Collected data:
--
PR #903, opened 2015-10-16
JSON unescape of unicode chars to utf-8 was incorrect - v2

otaviobp:
Replaces #900

Changelog from v1:
 - using method proposed by acidx to parse hex digits


barbieri:
See sol-util.h base16 stuff. Let's keep it uniform and a single implementation

If this allows both upper and lower case, we may change that function from a Boolean to an enum with 3 states, adding "auto" (or "both")

PR #904, opened 2015-10-16
Builders [v5]

cmarcelo:
Differences from v4:

- On the server side, added check for valid names before
  compiling files, invalid names lead to failure. On the client side,
  added a sanitize step to the filename used to store the output.

- Added some context to the third patch (sol tool) commit message.

- Improved error functions in the server, now for internal
  errors, the contents is sent to the user. At least for
  development this is helpful.

- Some sol TODO entries were edited.


cmarcelo:
Replaces #873.

cmarcelo:
Replaced by #908.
--
• _ABOUT THIS EXERCISE_
From the line holding "Builders [v5]" down to the last line of the records above, restate each line exactly as written.

• _RESPONSE FOR THIS EXERCISE_
Builders [v5]

cmarcelo:
Differences from v4:

- On the server side, added check for valid names before
  compiling files, invalid names lead to failure. On the client side,
  added a sanitize step to the filename used to store the output.

- Added some context to the third patch (sol tool) commit message.

- Improved error functions in the server, now for internal
  errors, the contents is sent to the user. At least for
  development this is helpful.

- Some sol TODO entries were edited.


cmarcelo:
Replaces #873.

cmarcelo:
Replaced by #908.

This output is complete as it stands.